Commit, execute, persist. You may start a Facebook campaign. Or Twitter. You may start an email list (a big fat one is a really good idea.) Or develop a sticky website, bursting with cool. Post video. Post audio. Volunteer somewhere and talk up what you do. The possibilities vary without end. There is no right one. Only the one that works.

Commit, execute, persist. Because you need to get people out. If you don’t, the club owner, the theatre producer, the concert promoter lose money. You walk away with some dough. They never call again. They associate your name with being broke. Which they do not want to be. Nor do you. Hence the need for you to get people out.

And get out yourself. Go listen. To your friends. Your teachers. Players you don’t know. Being someone another musician gets out, enhances your chances that others will be people you get out.

Which brings us to the second goal in becoming professional musicians: our art.

If you just want to make music, pure music, save yourself the hassle. Become a lawyer, play at home. But if the driving impulse is to share your art, the people have to be there to hear you.

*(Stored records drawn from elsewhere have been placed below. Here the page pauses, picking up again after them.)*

Issue #187, opened 2020-04-18
Agnostic source code


crookse:
Just making a placeholder issue for right now. I'll fill this in when I have some time.

## Summary

What: The codebase should have no knowledge of what runtime is being used.

Why: This makes it easier to port to other JavaScript runtimes (e.g., Node).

Every working musician knows that playing to an empty room takes the energy, and much joy, out of the music.

So getting people out is not just a money thing. It’s a profound art thing as well. The music has less meaning without them.

“But that’s unfair! Advertising is someone else’s job. I shouldn’t have to get the audience out. I should just be able to concentrate on the music.”

Dream on. Generate enough music revenue to pay a marketing team, and you can outsource the task. Otherwise, as Chuck Close says, just get up and go to work. Most of us working musicians do exactly that.

And that’s OK. Balancing art and commerce demands vision and skill. If you engage with that balancing act, our art can thrive. Many of the greatest musicians- from Bach to Sinatra to Ray Charles -have succeeded in this way. You can too.